I like it the other four competitors are OMFV, the BAE car will use a hybrid-electric engine instead of a traditional internal combustion engine. While other companies are not disclosing details, at least not yet, BAE’s James Miller, vice president of business development, told reporters this morning that BAE’s design uses a “production” hybrid diesel-electric engine that is “distributed” across the armored body.

What does that mean? Traditional vehicles (APCs, APCs and infantry fighting vehicles, BMPs) have a single large engine in the front, where it creates a large heat signature on enemy infrared sensors, and can be disabled with the first shot to penetrate the area. armor But the BAE OMFV replaces one large engine with a series of smaller hybrid-electric modules along both sides of the hull. (BAE actually implemented this approach in the Future Combat Systems machines, which were canceled back in 2009.)

Military graphics

An old Army slide shows the hybrid-electric drive configuration in the canceled Future Combat Systems (FCS) vehicle.

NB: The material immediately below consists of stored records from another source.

PR #168, opened 2021-02-06
Added C language bindings for SystemPaths::FindFile and Console::SetVerbosity

peci1:
# New feature

Helps closing https://github.com/ignitionrobotics/ign-launch/issues/92 .

## Summary
The functionality in `SystemPaths` is already quite mature, so I think it makes sense to expose it to other languages via C bindings. This will help code re-use in other parts of Ignition libraries, e.g. in Ruby scripts.

## Test it
Unit tests were added. Otherwise, you can test it e.g. from Ruby by importing the common library and calling some of the added functions.

## Checklist
- [x] Added tests
- [ ] While waiting for a review on your PR, please help review [another open pull request](https://github.com/pulls?q=is%3Aopen+is%3Apr+user%3Aignitionrobotics+archived%3Afalse+) to support the maintainers

### DIFF
--- a/src/ign.cc
+++ b/src/ign.cc
@@ -1,0 +1,50 @@
+/*
+ * Copyright (C) 2021 Open Source Robotics Foundation
+ *
+ * Licensed under the Apache License, Version 2.0 (the "License");
+ * you may not use this file except in compliance with the License.
+ * You may obtain a copy of the License at
+ *
+ *     http://www.apache.org/licenses/LICENSE-2.0
+ *
+ * Unless required by applicable law or agreed to in writing, software
+ * distributed under the License is distributed on an "AS IS" BASIS,
+ * WITHOUT WARRANTIES OR CONDITIONS OF ANY KIND, either express or implied.
+ * See the License for the specific language governing permissions and
+ * limitations under the License.
+ *
+*/
+
+#include <cstring>
+
+#include <ignition/common/Console.hh>
+#include <ignition/common/SystemPaths.hh>
+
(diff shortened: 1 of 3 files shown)


chapulina:
We have been treating these C functions as internal to each library, and we often break their APIs. It hasn't been our intention so far to use them across libraries. I can see how this is useful, but I think we need to be careful before we start using them this way.

I don't have a concrete alternative proposal at the moment. I think that once all libraries have transitioned to loading binaries instead of libraries (https://github.com/ignitionrobotics/ign-tools/issues/7), we should be able to use the C++ API for this kind of thing.

peci1:
Ahh, that's a pity. So I'm inclined to close this PR and re-implement what SystemPaths do in ign-launch in Ruby (probably not so sophisticated). Because I want the ign-launch PR to appear in Dome, and I assume the ign binaries will start being used in Edifice. 

Do you have any idea how easy or difficult would it be to actually use the C++ API via Ruby FFI? Wouldn't it be too cumbersome? C API is usually much easier to use via FFI.

If you ever plan to support also other language bindings like Python, it might actually be beneficial to provide a stable C API. That way, contributors to the library would only need to make sure their change either does not need changing the C API (which would mean the bindings need no change at all), or that it needs a change in the C API, and that would mean all bindings also need to be updated. But I think the first case would be much more common, making contributing to the libraries much easier. I think there's not that many developers that are fluent in C++, C, and e.g. Ruby, Python and Java (which are some possible candidates for language bindings).

PR #188, opened 2021-03-25
Fix crash when using BVH animations

chapulina:
# 🦟 Bug fix

## Summary

Actors using BVH animations have been crashing `ign-gazebo`, probably since #136, see https://github.com/ignitionrobotics/ign-common/pull/136#issuecomment-805449865.

The problem is that we were creating a temporary `Skeleton`, getting a pointer to its animation, and then deleting the original skeleton. Now that the skeleton is properly destroyed, we also destroy that pointer. The solution is to make a copy so we can keep ownership.

This needs to be backported to `ign-common3`, I'm targeting `main` so we can get it into Edifice's first release. I believe this is a critical bug fix.

@adlarkin , I believe you've been looking into this. Maybe you can see if this works?

## Checklist
- [ ] Added tests - I suggest we just manually test this right now, and after Edifice's release we come back to add proper tests.

### DIFF
--- a/graphics/src/Skeleton.cc
+++ b/graphics/src/Skeleton.cc
@@ -30,7 +30,7 @@ class ignition::common::Skeleton::Implementation
     RawNodeWeights;
 
   /// \brief the root node
-  public: SkeletonNode *root;
+  public: SkeletonNode *root{nullptr};
 
   /// \brief The dictionary of nodes, indexed by name
   public: SkeletonNodeMap nodes;
@@ -68,7 +68,6 @@ class ignition::common::Skeleton::Implementation
 Skeleton::Skeleton()
 : dataPtr(ignition::utils::MakeUniqueImpl<Implementation>())
 {
-  this->dataPtr->root = nullptr;
 }
 
 //////////////////////////////////////////////////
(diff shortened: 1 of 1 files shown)


adlarkin (commented):
This seems to fix the actor crashing issue. However, I still see this error that was mentioned in  https://github.com/ignitionrobotics/ign-gazebo/issues/647 when I run one of the example actor worlds (for example, `actor.sdf` or `actor_crowd.sdf`):
```
[GUI] [Err] [RenderUtil.cc:919] invalid animation update data
```

It looks like this is coming from the `RenderUtil` class in `ign-gazebo`, so I'm not sure if this issue can be fixed in this PR or not. Any thoughts? Should we just merge this first to fix the critical bug, and then try to resolve this error message later?

Also, this PR may be able to close https://github.com/ignitionrobotics/ign-gazebo/issues/647, unless we want to leave that issue open while we resolve the `RenderUtil` error message.

chapulina:
> this PR may be able to close ignitionrobotics/ign-gazebo#647

Oh thanks! I totally forgot there was an issue for this!

> It looks like this is coming from the RenderUtil class in ign-gazebo

I also see that. Yeah I suspect that's something to be fixed on the `ign-gazebo` side. The animation seems to work for me even when the error is printed, so I think that's not critical to fix.

> leave that issue open while we resolve the RenderUtil error message.

That works for me. I think we also shouldn't close it until this is backported and we add some tests.

PR #197, opened 2021-04-09
Improved Windows support

ahcorde:

# :factory_worker:  Improvement

## Summary

Improved Windows support. This PR is required here https://github.com/ignitionrobotics/ign-fuel-tools/pull/178

## Checklist
- [x] Added tests


ahcorde:
There is an issue removing a TMP_*.mp4 file in one of tests. This is not making the test to fail but I think we can open an issue. Probably this is because the file is not closed.

include/ignition/common/Util.hh
```diff
@@ -186,6 +186,8 @@ namespace ignition
         void const *_buffer, std::size_t _byteCount);
 
     #ifdef _MSC_VER
+      // Disable warning C4307
```
mjcarroll, line 189: Suggestion in https://github.com/ignitionrobotics/ign-common/pull/198

mjcarroll (changes requested):
Can we add a test for the new functionality?

include/ignition/common/Util.hh
mjcarroll: #198 came back clean, so I merged it here.

ahcorde:
> Can we add a test for the new functionality?

@mjcarroll, should we make this function a method (public or private)?

mjcarroll (approved):

mjcarroll:
> @mjcarroll, should we make this function a method (public or private)?

We talked offline, this doesn't need to be a public method as it is just fixing tests.  Codecov drop is because of Linux vs Windows execution paths.

PR #199, opened 2021-04-12
Backport #188: Fix crash when using BVH animations

adlarkin:
Signed-off-by: Ashton Larkin <ashton@openrobotics.org>

# 🦟 Bug fix

Related to https://github.com/ignitionrobotics/ign-gazebo/issues/647

## Summary
This is a backport of #188. Once this is merged, we should no longer see actors crash at launch (the `ign-common3` branch applies to both Citadel and Dome).

To test this, run `ign gazebo -r actor.sdf` and make sure no crash occurs.

## Checklist
- [ ] Added tests

### DIFF
--- a/graphics/include/ignition/common/SkeletonAnimation.hh
+++ b/graphics/include/ignition/common/SkeletonAnimation.hh
@@ -47,6 +47,15 @@ namespace ignition
       /// the animations
       public: ~SkeletonAnimation();
 
+      // NOTE: this is not needed starting in ign-common4 since ign-common4 uses
+      // the IGN_UTILS_IMPL_PTR instead of a raw impl pointer. So, this
+      // method should not be included in forward ports from ign-common3 to
+      // ign-common4
+      /// \brief Assignment operator
+      /// \param[in] _other The new SkeletonAnimation
+      /// \return A reference to this instance
+      public: SkeletonAnimation &operator=(const SkeletonAnimation &_other);
+
       /// \brief Changes the name
       /// \param[in] _name the new name
       public: void SetName(const std::string& _name);
--- a/graphics/src/Skeleton.cc
+++ b/graphics/src/Skeleton.cc
@@ -30,7 +30,7 @@ class ignition::common::SkeletonPrivate
     RawNodeWeights;
 
   /// \brief the root node
-  public: SkeletonNode *root;
+  public: SkeletonNode *root{nullptr};
 
   /// \brief The dictionary of nodes, indexed by name
   public: SkeletonNodeMap nodes;
@@ -68,7 +68,6 @@ class ignition::common::SkeletonPrivate
 Skeleton::Skeleton()
   : data(new SkeletonPrivate)
 {
-  this->data->root = nullptr;
 }
 
 //////////////////////////////////////////////////
@@ -82,10 +81,14 @@ Skeleton::Skeleton(SkeletonNode *_root)
 //////////////////////////////////////////////////
 Skeleton::~Skeleton()
 {
-  for (auto& kv : this->data->nodes)
+  for (auto &kv : this->data->nodes)
     delete kv.second;
-  for (auto& a : this->data->anims)
+  this->data->nodes.clear();
+
+  for (auto &a : this->data->anims)
     delete a;
+  this->data->anims.clear();
+
   delete this->data;
   this->data = NULL;
 }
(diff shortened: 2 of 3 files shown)


graphics/src/Skeleton.cc
```diff
@@ -82,12 +81,13 @@ Skeleton::Skeleton(SkeletonNode *_root)
...
-  for (auto& kv : this->data->nodes)
+  for (auto &kv : this->data->nodes)
     delete kv.second;
-  for (auto& a : this->data->anims)
+  this->data->nodes.clear();
+
+  for (auto &a : this->data->anims)
     delete a;
-  delete this->data;
-  this->data = NULL;
```
iche033, line 90: keep the last two lines for deleting `this->data` and setting to `nullptr`? It's still a raw ptr in common3

adlarkin: Ah, yeah, sorry about that - fixed in https://github.com/ignitionrobotics/ign-common/pull/199/commits/c9a3d7221731a7c96b91f8fa161e536ae44c292e

adlarkin:
I tried testing this by running `ign gazebo -r actor.sdf`. I'm not sure why, but this does not seem to fix the actor crashing on citadel or dome. For citadel, the simulation starts, but then crashes after a few seconds. For dome, it crashes on launch with this error:
```
terminate called after throwing an instance of 'std::logic_error'
  what():  basic_string::_M_construct null not valid
```

I'm not sure why this is happening. I'll need to look into it some more, unless someone else knows what's going on here?

mjcarroll:

chapulina:
I spent some time debugging the crashes on Citadel but the more I dig, the uglier it gets. I have added some safety checks on the following 2 branches:

* https://github.com/ignitionrobotics/ign-common/commit/5186393ea1af28ab5122557b564ac7dfb808d980
* https://github.com/ignitionrobotics/ign-gazebo/commit/30c10c087f54d495187c6ab764ca5f48369b58a7

My favorite one is the `std::map` that ends up with a size larger than its `max_size` :woman_shrugging: 

---

I suspect that the best course of action right now should be to revert https://github.com/ignitionrobotics/ign-common/pull/136/, because as the documentation says, the `Skeleton` doesn't own its `Animation`s, so it shouldn't be deleting them. I don't know what is supposed to be deleting them though, so I'm not sure what's the correct way to avoid a memory leak. Maybe there was never a proper way to delete it.

What's best, a memory leak, or a segfault? :balance_scale: 

https://github.com/ignitionrobotics/ign-common/blob/b7ac4ed8329d50aee7d8c3e92cdf9b307aef7c0b/graphics/include/ignition/common/Skeleton.hh#L135-L138

adlarkin:
@chapulina I believe I may have fixed the issue :crossed_fingers: since `ign-common3` still uses a [raw impl pointer](https://github.com/ignitionrobotics/ign-common/blob/ignition-common3_3.12.0/graphics/include/ignition/common/SkeletonAnimation.hh#L129-L130), we need to do a deep copy here, or else we are just copying the pointer, which eventually goes out of scope. [`ign-common4` uses the new utils impl ptr](https://github.com/ignitionrobotics/ign-common/blob/ignition-common4_4.0.0/graphics/include/ignition/common/SkeletonAnimation.hh#L128-L129), so that's why this wasn't needed in #188. I have added an assignment operator in https://github.com/ignitionrobotics/ign-common/pull/199/commits/a3983b6cb7059244118febb2b3b2f4497f4302a7, and that seems to fix the crash for me.

More information about this can be found in https://github.com/ignitionrobotics/ign-common/pull/136#issuecomment-805449865.

graphics/include/ignition/common/SkeletonAnimation.hh
```diff
@@ -47,6 +47,11 @@ namespace ignition
       /// the animations
       public: ~SkeletonAnimation();
 
+      /// \brief Assignment operator
+      /// \param[in] _other The new SkeletonAnimation
+      /// \return A reference to this instance
+      public: SkeletonAnimation &operator=(const SkeletonAnimation &_other);
```
iche033, line 53: this function should not be merged forward to ign-common4 right? Can you add a note as a reminder?

adlarkin: Added: https://github.com/ignitionrobotics/ign-common/pull/199/commits/af8b84ad9c5be203be79fc655db07346b964213f

Let me know if there's a better way/format of adding a note like this. I don't think it should be a `TODO` since nothing really needs to be "done", and I also assume it shouldn't be a doxygen comment since this isn't relevant for user documentation (it's more of just an internal developer note).

chapulina (approved):
Niiice! It works for me with the assignment operator :smiley:

graphics/include/ignition/common/SkeletonAnimation.hh
iche033: looks good to me.

PR #204, opened 2021-04-20
Remove ColladaExporter path constraint

### LINKED ISSUE #202: Collada Exporter not taking into account all the material/effects
## Description
* Expected behavior: 

When using the Collada Exporter from ign-gazebo, all textures files should be exported into the final result.

* Actual behavior: 
They only get exported if their full path name includes "meshes/". 

## Steps to reproduce
In an environment that includes an Ignition installation:

1. Add the ColladaExporter plugin to the `tunnel.sdf` ign-gazebo example file.
2. Run the Collada Exporter on that file.
ign gazebo -v 3 -s -r --iterations 1 tunnel.sdf
3. Open the .dae exported to the path ./tunnel/meshes/tunnel.sdf

However, this can't be reproduced at the moment because it depends on fixing https://github.com/ignitionrobotics/ign-gazebo/issues/761.

I was able to track this problem to these conditional include statements like this one:
https://github.com/ignitionrobotics/ign-common/blob/d496d79d9d90b9474e7ccd298210115084e472ad/graphics/src/ColladaExporter.cc#L511

The collada exporter is only taking into account effects/textures if the path included "meshes/' in its name. However, `ign-gazebo` is able to open all files in its environment path variable and fuel models are usually loaded from `~/.ignition/fuel/fuel.ignitionrobotics.org/openrobotics/models/`, in neither of those cases the file includes the `meshes`.

I imagine there was an old context for this check statement, I didn't find any in the history of this file though. If there are no problems I can open a PR to remove those checks or add to the check at least paths including "materials" as well. Let me know your thoughts.

Blast545:
Signed-off-by: Jorge Perez <jjperez@ekumenlabs.com>

# 🦟 Bug fix

Fixes #202 

## Summary
This PR removes the ColladaExporter constraint on the path to include "meshes" in their names to be exported. As per discussion in #202 this check might be related to code from Ignition Gazebo and may not be needed now.

## Checklist
- [x] Added tests

### DIFF
--- a/graphics/src/ColladaExporter.cc
+++ b/graphics/src/ColladaExporter.cc
@@ -508,7 +508,7 @@ int ColladaExporter::Implementation::ExportImages(
       this->mesh->MaterialByIndex(i);
     std::string imageString = material->TextureImage();
 
-    if (imageString.find("meshes/") != std::string::npos)
+    if (imageString.find("/") != std::string::npos)
     {
       char id[100];
       snprintf(id, sizeof(id), "image_%u", i);
@@ -589,7 +589,7 @@ void ColladaExporter::Implementation::ExportEffects(
         this->mesh->MaterialByIndex(i);
     std::string imageString = material->TextureImage();
 
-    if (imageString.find("meshes/") != std::string::npos)
+    if (imageString.find("/") != std::string::npos)
     {
       tinyxml2::XMLElement *newParamXml =
         _libraryEffectsXml->GetDocument()->NewElement("newparam");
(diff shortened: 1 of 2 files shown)


Blast545:
Changed the check to check for `/` as the functions can receive empty paths, and those should be taken into account. 

Also the test is addressing properly the fix included here, this is ready for review.

mjcarroll:
Homebrew warnings are known because of `libav` versions.

mjcarroll (approved):

PR #205, opened 2021-04-23
Add function to convert single channel image data to RGB image

iche033:
# 🎉 New feature

## Summary

Used by https://github.com/ignitionrobotics/ign-gui/pull/212 and https://github.com/ignitionrobotics/ign-launch/pull/112

Added a generic helper function for converting single channel image data, e.g. thermal and depth images, to an RGB image. This is intended to be used for visualization. Optional arguments can be specified to tweak the visualization. 

## Test it

The corresponding PRs in ign gui updates the Image Display to use this new function: https://github.com/ignitionrobotics/ign-gui/pull/212

You can test this together with that PR by running the `sensors_demo.sdf` world to see the visualization in Image Display

## Checklist
- [x] Signed all commits for DCO
- [x] Added tests
- [ ] Added example and/or tutorial
- [x] Updated documentation (as needed)
- [ ] Updated migration guide (as needed)
- [ ] `codecheck` passed (See [contributing](https://ignitionrobotics.org/docs/all/contributing#contributing-code))
- [ ] All tests passed (See [test coverage](https://ignitionrobotics.org/docs/all/contributing#test-coverage))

Advantages? Despite the production of whorated at 1,070 horsepower, the distributed drive spreads its heat signature along both sides of the hull, making it harder for a heat-seeking adversary to find and track. It is also designed to reduce noise levels, allowing the vehicle to power its electronics for nine hours with the engine off, known as the “silent hour”, or travel 2.5 kilometers (1.6 miles) on batteries alone without engine noise.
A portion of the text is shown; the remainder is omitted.